F is a focus of the ellipse x ^ 2 / A ^ 2 + y ^ 2 / b ^ 2 = 1 (a > b > 0), a and B are the two vertices of the ellipse, and the eccentricity of the ellipse is 1 / 2. Point C is on the X axis, The circle m determined by BC ⊥ BF, B, C and F is exactly tangent to the straight line L1: x + radical 3 * y + 3 = 0 1. Find the equation of ellipse 2. The straight line L2 passing through point a and circle m intersect at two points P and Q, and the vector MP * vector MQ = - 2, find the equation of straight line L2 |-c/2+b ²/ What does 2C + 3 √ (3 + 1) mean?

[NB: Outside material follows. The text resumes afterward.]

PR #563, opened 2026-03-18
Remove /api/browser/hacks/startup endpoint

1rneh:
- Undo the `GET` request to `/api/browser/hacks/startup`.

F is a focus of the ellipse x ^ 2 / A ^ 2 + y ^ 2 / b ^ 2 = 1 (a > b > 0), a and B are the two vertices of the ellipse, and the eccentricity of the ellipse is 1 / 2. Point C is on the X axis, The circle m determined by BC ⊥ BF, B, C and F is exactly tangent to the straight line L1: x + radical 3 * y + 3 = 0 1. Find the equation of ellipse 2. The straight line L2 passing through point a and circle m intersect at two points P and Q, and the vector MP * vector MQ = - 2, find the equation of straight line L2 |-c/2+b ²/ What does 2C + 3 √ (3 + 1) mean?

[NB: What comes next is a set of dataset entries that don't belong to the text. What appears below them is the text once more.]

PR #564, opened 2026-03-19
Bug 2023485 - Enterprise: check for consecutive updates failures

lissyx:
If for some reason some updates are failing to apply, our force checking, download and restart at the start of Felt may end up in infinite loop. Check the update history to verify for previous app updates failures and report and error in case it makes sense.

### DIFF
--- a/browser/components/enterprise/modules/Updates.sys.mjs
+++ b/browser/components/enterprise/modules/Updates.sys.mjs
@@ -23,6 +23,8 @@ export const Updates = {
     this._errorReporter = errorReporter;
 
     this.maybeShowUpdateSuccess();
+    // Check this early to avoid re-downloading updates when it would fail
+    await this.updateCheckingAllowed();
 
     if (this._initialized) {
       this.displayLoginState();
@@ -38,7 +40,9 @@ export const Updates = {
 
     this._checkingTimeout = null;
     this._receivedStaging = false;
-    this.displayUpdateState();
+    if (this._canDoUpdateChecking) {
+      this.displayUpdateState();
+    }
 
     if (lazy.isUpdatesTesting()) {
       // on Windows at least, during testing, make sure we let time for the UI to show up
@@ -52,6 +56,14 @@ export const Updates = {
     this.forceUpdateCheck();
 
     this._initialized = true;
+  },
+
+  uninit() {
+    this.unobserve();
+    this.cancelDelayedUpdateCheckUI();
+    this._document = undefined;
+    this._errorReporter = undefined;
+    this._initialized = false;
   },
 
   maybeShowUpdateSuccess() {
@@ -73,6 +85,44 @@ export const Updates = {
     );
   },
 
+  async updateCheckingAllowed() {
+    const UM = Cc["@mozilla.org/updates/update-manager;1"].getService(
+      Ci.nsIUpdateManager
+    );
+    // History is limited to 10 items, each install attempt should report a failure
+    const history = await UM.getHistory().catch(ex => {
+      console.error(`FeltUpdates: updateCheckingAllowed failed`, ex);
+      return null;
+    });
+    if (history) {
+      // The UpdaterManager history's capped at 10 max.
+      const maxConsecutiveUpdateFailures = Math.min(
+        Services.prefs.getIntPref(
+          "enterprise.felt.max_consecutive_update_failure",
+          3
+        ),
+        10
+      );
+      const firstNonFailed = history.findIndex(
+        update => update.state !== "failed"
+      );
+      const consecutiveUpdateFailures =
+        firstNonFailed === -1 ? history.length : firstNonFailed;
+      console.warn(
+        `FeltUpdates: updateCheckingAllowed: ${consecutiveUpdateFailures}, max ${maxConsecutiveUpdateFailures}`
+      );
+      if (consecutiveUpdateFailures > maxConsecutiveUpdateFailures) {
+        console.warn(
+          `FeltUpdates: updateCheckingAllowed: skip startup update check because consecutive update failures: ${consecutiveUpdateFailures}, max ${maxConsecutiveUpdateFailures}`
+        );
+        this._canDoUpdateChecking = false;
+        return;
+      }
+    }
+
+    this._canDoUpdateChecking = true;
+  },
+
   prepareUpdateCheck() {
     this._appUpdater = new lazy.AppUpdater();
     this._updaterCallback = this.appUpdaterCallback.bind(this);
@@ -83,10 +133,21 @@ export const Updates = {
   },
 
   forceUpdateCheck() {
+    if (this._canDoUpdateChecking !== true) {
+      console.warn(
+        `FeltUpdates: forceUpdateCheck(): skip because previous updates failures`
+      );
+      this.displayLoginStateWithUpdateError("contact-admin");
+      return;
+    }
+
     this._appUpdater
       .check()
       .catch(err => {
-        console.error(`AppUpdater failure: ${err}`, err);
+        console.error(
+          `Felt: forceUpdateCheck(): AppUpdater failure: ${err}`,
+          err
+        );
         this.displayLoginStateWithUpdateError("contact-admin");
       })
       .finally(() => {
@@ -276,6 +337,13 @@ export const Updates = {
       });
   },
 
+  unobserve() {
+    Services.obs.removeObserver(this, "update-staged");
+    Services.obs.removeObserver(this, "update-downloaded");
+    Services.obs.removeObserver(this, "update-error");
+    Services.obs.removeObserver(this, "xpcom-shutdown");
+  },
+
   observe(subject, topic, state) {
     // We would coerce subject
     //   update = subject && subject.QueryInterface(Ci.nsIUpdate);
@@ -284,10 +352,7 @@ export const Updates = {
     console.warn(`FeltUpdates: observer: topic:${topic} state:${state}`);
     switch (topic) {
       case "xpcom-shutdown":
-        Services.obs.removeObserver(this, "update-staged");
-        Services.obs.removeObserver(this, "update-downloaded");
-        Services.obs.removeObserver(this, "update-error");
-        Services.obs.removeObserver(this, "xpcom-shutdown");
+        this.unobserve();
         break;
       case "update-staged":
       case "update-downloaded":
--- a/testing/enterprise/felt_updater_errors.py
+++ b/testing/enterprise/felt_updater_errors.py
@@ -1,0 +1,112 @@
+#!/usr/bin/env python3
+# This Source Code Form is subject to the terms of the Mozilla Public
+# License, v. 2.0. If a copy of the MPL was not distributed with this
+# file, You can obtain one at https://mozilla.org/MPL/2.0/.
+
+import os
+import sys
+
+import requests
+
+sys.path.append(os.path.dirname(__file__))
+
+from felt_tests import FeltTests
+
+
+class FeltUpdaterErrorsBase(FeltTests):
+    def get_update_config_file_path(self):
+        self._driver.set_context("chrome")
+        rv = self._driver.execute_script(
+            """
+            const { UpdateUtils } = ChromeUtils.importESModule("resource://gre/modules/UpdateUtils.sys.mjs");
+            return UpdateUtils.getConfigFilePath();
+            """
+        )
+        self._driver.set_context("content")
+        return rv
+
+    def reload_chrome_window(self):
+        self._driver.set_context("chrome")
+        self._driver.execute_async_script(
+            """
+            const callback = arguments[arguments.length - 1];
+            const UM = Cc["@mozilla.org/updates/update-manager;1"].getService(Ci.nsIUpdateManager);
+            UM.internal.reload(false).then(() => {
+              const { Updates } = ChromeUtils.importESModule("resource:///modules/enterprise/Updates.sys.mjs");
+              Updates.uninit();
+              window.location.reload();
+            }).finally(() => callback());
+            """
+        )
+        self._driver.set_context("content")
+
+    def get_updates_served(self):
+        return requests.get(
+            f"http://localhost:{self.console_port}/api/browser/forced_updates_count"
+        ).json()["serve_forced_updates_count"]
+
+    def assert_updates_served(self, amount):
+        served = self.get_updates_served()
+        self._logger.info(f"Checking updates served: {amount} vs {served}")
+        self._wait.until(lambda mn: self.get_updates_served() == amount)
+        served = self.get_updates_served()
+        assert served == amount, (
+            f"There should have been {amount} update served but {served}"
+        )
+
+    def assert_updates_check_allowed(self, allowed):
+        self._driver.set_context("chrome")
+        rv = self._driver.execute_async_script(
+            """
+            const callback = arguments[arguments.length - 1];
+            const UM = Cc["@mozilla.org/updates/update-manager;1"].getService(Ci.nsIUpdateManager);
+            UM.internal.reload(false).then(() => {
+              const { Updates } = ChromeUtils.importESModule("resource:///modules/enterprise/Updates.sys.mjs");
+              Updates.updateCheckingAllowed().then(() => callback(Updates._canDoUpdateChecking));
+            });
+            """
+        )
+        self._driver.set_context("content")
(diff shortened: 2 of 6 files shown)


browser/components/enterprise/modules/Updates.sys.mjs
```diff
@@ -73,6 +82,46 @@ export const Updates = {
...
+      );
+      const consecutiveUpdateFailures = previousConsecutiveUpdateFailures + 1;
+      if (consecutiveUpdateFailures > maxConsecutiveUpdateFailures) {
+        console.warn(
+          `FeltUpdates: updateCheckingAllowed: skip startup update check because consecutive update failures: ${consecutiveUpdateFailures}, max ${maxConsecutiveUpdateFailures}`
+        );
+        this.displayLoginStateWithUpdateError("contact-admin");
+        this._canDoUpdateChecking = false;
+        return;
+      }
```
lissyx, line 120: This may trigger if you have the last one update in failed state and that you start consecutively three times, I need to verify this and cover it in tests, and then we may want to reset the pref at a different time

lissyx: Should be covered by `FeltUpdaterErrorsRecovery`

Mossop: Does the update history clear after a restart? Otherwise I'm not seeing how this gets reset.

lissyx: It should not, the current behavior being that we would show there was an error applying updates and that admin should be contacted, not perform a force check, but we can still launch the browser

lissyx: if we successfully apply an update after (in background), it will reset. The idea is really to avoid a case where:
 - start with outdated build
 - something (privileges?) blocks installation
 - felt restarts, try again to download/stage update
 - loop out of control

Mossop: I may be missing something abut the flow here, but if I quit Felt before any new update check happens and then start doesn't that increment the counter again even though there has been no new update attempt? The history would still show the most recent update as failed.

lissyx: Yes, and I'm not sure how we should take care of that right now, but avoiding crash loop is more urgent. The blockage here is only about initial's check for update of Felt, not the background ones

Mossop: Ok, make sure there is a bug on file to solve that

browser/components/enterprise/modules/Updates.sys.mjs
```diff
@@ -73,6 +82,46 @@ export const Updates = {
...
+      Services.prefs.setIntPref(
+        "enterprise.felt.previous_consecutive_update_failure",
+        consecutiveUpdateFailures
+      );
+    } else if (history && history[0] && history[0].state === "succeeded") {
```
Mossop: Should we also reset if there is no history?

Mossop (approved):

browser/components/enterprise/modules/Updates.sys.mjs
lissyx: @Mossop I think I'll try to fix it right away depending on how I progress here, instead of making it a follow up, but yes, that wasthe plan

browser/components/enterprise/modules/Updates.sys.mjs
lissyx: Maybe, good idea

browser/components/enterprise/modules/Updates.sys.mjs
gcp: If you have the last 10 items, isn't it less error prone to make this stateless (just scanning the history) instead of maintaining the counter?
I assume nobody's going to set the fail limit to 11 obviously.

browser/components/enterprise/modules/Updates.sys.mjs
gcp, line 39: Shouldn't this be skipped if the above falses `this._canDoUpdateChecking`?

testing/enterprise/manifest.toml
```diff
@@ -46,6 +46,8 @@ run-if = [
 
 ["test_felt_browser_starts.py"]
 
+["test_felt_browser_updater_errors.py"]
```
gcp, line 49: What about `test_felt_browser_updater_errors_recovery.py`

gcp (changes requested):

testing/enterprise/manifest.toml
lissyx: forgot it

browser/components/enterprise/modules/Updates.sys.mjs
lissyx: Well from my testing (macOS elevated pkg), it was not 100% certain that **any** update application failure would be reflected into `updates.xml`, I'll check that tomorrow yes

browser/components/enterprise/modules/Updates.sys.mjs
lissyx: no because there we register for the observers and listeners for appUpdater, we want to block only the force check/update at the startup phase to avoid the risk of looping if it fails, but we do not want to block updates that can happen in the background. Imagine you have got a broken one, the verification here avoids looping over and over, we block check/application at startup, you login, and then a new update gets pushed, we apply it in background and fix the mess.

gcp: But it also resets the UI, even though we won't actually check here?

Edit: Now I'm confused, I thought it did because of a `displayUpdateState()` here.

browser/components/enterprise/modules/Updates.sys.mjs
lissyx: OK, after testing a lot, I cannot prove my theory, so it is possible this was just a byproduct of the messy state of how I was testing things. I'll remove the pref-based state and rely only on the last values from update history

browser/components/enterprise/modules/Updates.sys.mjs
lissyx: We have a `this.displayUpdateState();` at https://searchfox.org/enterprise-main/rev/a038f49228d707c6675ef20ce640034a64307d2e/browser/components/enterprise/modules/Updates.sys.mjs#41, maybe there's a risk of race between this one and my added `this.displayLoginStateWithUpdateError("contact-admin");`

gcp: Yes, I do think they race, as you call `this.displayUpdateState();` which hides the `.felt-login` that is supposed to show the error.

browser/components/enterprise/modules/Updates.sys.mjs
```diff
@@ -73,6 +82,54 @@ export const Updates = {
...
+      const countConsecutiveUpdateFailures = items => {
+        let previous = 0;
+        let current = 0;
+        if (items && items[0] && items[0].state === "failed") {
+          for (const item of items) {
+            if (item.state === "failed") {
+              current++;
+              previous = Math.max(previous, current);
+            } else {
+              current = 0;
```
gcp: You need to break out of the loop here. We don't care there was a large streak of failures a while ago if we successfully updated now.

gcp: This also means the `Math.max` part makes no sense. We only care about the last streak.

gcp: Functional version:
```
  const firstNonFailed = history.findIndex(update => update.state !== "failed");
  const consecutiveUpdateFailures =
    firstNonFailed === -1 ? history.length : firstNonFailed;
```

testing/enterprise/felt_updater_errors.py
```diff
@@ -0,0 +1,105 @@
...
+    def get_updates_served(self):
+        return requests.get(
+            f"http://localhost:{self.console_port}/api/browser/updates_count"
+        ).json()["serve_updates_count"]
+
+    def assert_updates_served(self, amount):
+        self._logger.info("Checking updates served")
+        self._wait.until(lambda mn: self.get_updates_served() == amount)
+        served = self.get_updates_served()
+        assert served, f"There should have been {amount} update served but {served}"
```
gcp: ``served == amount``?

gcp (changes requested):

browser/components/enterprise/modules/Updates.sys.mjs
lissyx: Looks like my mind was somewhere else, but now at least it's covered by tests

testing/enterprise/felt_updater_errors.py
lissyx: Since we need to do an extra call to `get_updates_served()` and considering my first implementation was much more checking using this server-side counting and proved to be super racy, I was not sure it was a good idea to add a risk of race here.

browser/components/enterprise/modules/Updates.sys.mjs
lissyx: Ok, if we move `this.displayLoginStateWithUpdateError("contact-admin");` into `forceUpdateCheck()` checks, we should be fine and have no race

testing/enterprise/felt_updater_errors.py
gcp: needs `await`

testing/enterprise/test_felt_browser_updater_errors.py
gcp: I fail to understand what repeating this test achieves.

gcp, line 66: Maybe even better to (also) check `self.assert_updates_served(0)`?

gcp, line 83: `self.assert_updates_served(1)`

testing/enterprise/felt_updater_errors.py
gcp: There's no guarantee this finishes loading before the function returns, so depending on why you need this to reload, the test could be racy.

Unfortunately you can't await this so it's a bit more messy to synchronize.

gcp (commented):
I have questions.

Edit: Why Github isn't showing the source next to them is a mistery.

testing/enterprise/test_felt_browser_updater_errors.py
lissyx: Making sure repeated access to not trigger any blockage, since this is how it was decided before

lissyx: I'll remove iit

browser/components/enterprise/modules/Updates.sys.mjs
```diff
@@ -73,6 +82,41 @@ export const Updates = {
...
   },
 
+  async updateCheckingAllowed() {
+    const UM = Cc["@mozilla.org/updates/update-manager;1"].getService(
+      Ci.nsIUpdateManager
+    );
+    // History is limited to 10 items, each install attempt should report a failure
+    const history = await UM.getHistory();
+    if (history) {
+      // The UpdaterManager history's capped at 10 max.
```
gcp, line 98: Note this means setting the pref to 10 means infinite.

browser/components/enterprise/modules/Updates.sys.mjs
```diff
@@ -73,6 +82,41 @@ export const Updates = {
...
+      const maxConsecutiveUpdateFailures = Math.min(
+        Services.prefs.getIntPref(
+          "enterprise.felt.max_consecutive_update_failure",
+          3
+        ),
+        10
+      );
+      const firstNonFailed = history.findIndex(
+        update => update.state !== "failed"
```
gcp, line 107: `download-failed` could be considered here too, but I'm not sure.

testing/enterprise/test_felt_browser_updater_errors.py
```diff
@@ -0,0 +1,104 @@
...
+
+class FeltUpdaterErrors(FeltUpdaterErrorsBase):
+    EXTRA_PREFS = {
+        "app.update.log": True,
+        "app.update.disabledForTesting": False,
+        "app.update.BITS.enabled": False,
+        "enterprise.felt_tests.is_updates_testing": False,
+    }
+
+    # This should get executed before test_felt_updater_errors_recover()
```
gcp: Is that in another patch?

testing/enterprise/test_felt_browser_updater_errors.py
```diff
@@ -0,0 +1,104 @@
...
+    def test_felt_updater_errors(self):
+        self._update_root = os.path.dirname(self.get_update_config_file_path())
+        self._updates_history = os.path.join(self._update_root, "updates.xml")
+        self._logger.info(f"Updates hitory {self._updates_history}")
```
gcp: typo

testing/enterprise/test_felt_browser_updater_errors.py
```diff
@@ -0,0 +1,104 @@
...
+
+        if os.path.isfile(self._updates_history):
+            os.unlink(self._updates_history)
+            self._logger.info(f"Updates hitory {self._updates_history} removed.")
```
gcp: same

testing/enterprise/test_felt_browser_updater_errors.py
```diff
@@ -0,0 +1,104 @@
...
+            self.one_xml("failed"),
+            self.one_xml("succeeded"),
+        ])
+        self.reset_updates_served()
+        self.reload_chrome_window()
+        self.assert_updates_check_allowed(False)
+        self.assert_updates_served(0)
+        self.assert_error_displayed()
+
+        # This should cound as two consecutive failures, so we still allow
```
gcp: nit: count

gcp (approved):

testing/enterprise/test_felt_browser_updater_errors.py
lissyx: leftover from previous version of the patch

browser/components/enterprise/modules/Updates.sys.mjs
lissyx: https://bugzilla.mozilla.org/show_bug.cgi?id=2026493

browser/components/enterprise/modules/Updates.sys.mjs
```diff
@@ -73,6 +82,41 @@ export const Updates = {
     );
   },
 
+  async updateCheckingAllowed() {
+    const UM = Cc["@mozilla.org/updates/update-manager;1"].getService(
+      Ci.nsIUpdateManager
+    );
+    // History is limited to 10 items, each install attempt should report a failure
+    const history = await UM.getHistory();
```
gcp:
```suggestion
    const history = await UM.getHistory().catch(ex => {
      console.error(`FeltUpdates: updateCheckingAllowed failed`, ex);
      return null;
    });
```

gcp: This is to ensure we fall through to enabling updates.

browser/components/enterprise/modules/Updates.sys.mjs
```diff
@@ -54,6 +56,13 @@ export const Updates = {
     this._initialized = true;
   },
 
+  uninit() {
+    this.unobserve();
```
gcp, line 62:
```suggestion
    this.unobserve();
    this.cancelDelayedUpdateCheckUI();
```

browser/components/enterprise/modules/Updates.sys.mjs
gcp:
```suggestion
  if (this._canDoUpdateChecking) {
    this.displayUpdateState();
  }
```

gcp: You fixed the race (technically, you're still racing a 500ms timeout, but I'll bet on you winning that race), but this feels cleaner?

gcp (approved):

gcp:
Mostly some robustness nits.

browser/components/enterprise/modules/Updates.sys.mjs
lissyx: nice

lissyx:
There's something hanging between a pair of crash tests, only on windows/opt, `testing/enterprise/test_felt_browser_crash_abort_restart.py` and `testing/enterprise/test_felt_browser_crash_restart.py`, however it's not reproducible locally for me, but making a PR including this one and #568 works better, so likely the `wait_process_exit` fixes we have there are fixing the issue we are now hitting here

It can be obtained from the question that point a is on the x-axis and point B is on the y-axis. Let B (0, b) and C (x1,0), then the centrifugal force of Circle F (- C, 0) is e = 1 / 2, then a = 2C. Because BC ⊥ BF, X1 = B ²/ C X1 > 0, so the center of circle m determined by points B, C and F is (- C / 2 + b) ²/ 2c, 0) the radius is (x1 + C) / 2, and the circle m is exactly the same as the straight line

A. B is the left and right vertices of ellipse x ^ 2 / 4 + y ^ 2 / 2 = 1 A. B is the left and right vertices of the ellipse x ^ 2 / 4 + y ^ 2 / 2 = 1, passing through any t point on the straight line x = 4 to make straight lines TA and TB, and intersecting the ellipse at points m and N respectively. It is proved that point B is in the circle with Mn as the diameter

Use vector: just prove that vector MB multiplied by vector Ma is equal to 0
Point C on x = 4, C (4, Y1); a (- 2,0); B (0,2)
Then the equation of the straight line CA is listed, y = [Y1 / 6] (x + 2) is substituted into the elliptic equation, and Y1 is used to represent the x value of point M. because when solving the quadratic equation, the other solution is known to be - 2 (the x value of a in the two intersections of M and a is - 2), the x value of point m can be simply calculated by using the theorem of X1 + x2 =
In this way, m and N are represented by Y1, and the vectors MB and Ma are written. The multiplication must be 0, which is proved

Ellipse C: x ^ 2 / A ^ 2 + y ^ 2 / b ^ 2 = 1 (a > b > 0), A1 and A2 are the left and right vertices of ellipse C (1) Let F1 be the left focus of ellipse C, and prove that if and only if point P on C is at the left and right vertices, |pf1| obtains the minimum and maximum values (2) If the maximum value of the distance from the point on ellipse C to the focus is 3 and the minimum value is 1, the straight line L: y = KX + m intersects ellipse C at two points a and B (A and B are not left and right vertices), and aa2 is perpendicular to Ba2, verify that the straight line L passes through the vertex, and calculate the coordinates of the fixed point

1pf1 ^ 2 = (x + C) ^ 2 + y ^ 2 = (C ^ 2 / A ^ 2) (x + A ^ 2 / C) ^ 2 Pf1 = (C / a) | X - (- A ^ 2 / C) | because the shortest distance from the left vertex to the guide line - A ^ 2 / C is (a ^ 2 / C-A), the shortest distance of Pf1 is e * (a ^ 2 / C-A) = (C / a) (a ^ 2 / C-A) = a-cpf1 + PF2 = 2A, the shortest time of Pf1, the longest time of PF2 (3-1) = 2A, a = 1 x ^ 2 + y ^ 2 / b ^ 2 = 1A2 (

The limit of x ^ 2 + ax + B / X-1 is 3. Find a and B, X → 1. The steps are not very clear. Can you explain them in detail? I asked you a question last night The limit of x ^ 2 + 2x + C / x-3 is 8. Find C, X → 3. What theorem is the solution based on? When the fraction tends to a real number, the numerator and denominator are infinitesimal of the same order, and then the limit must be zero?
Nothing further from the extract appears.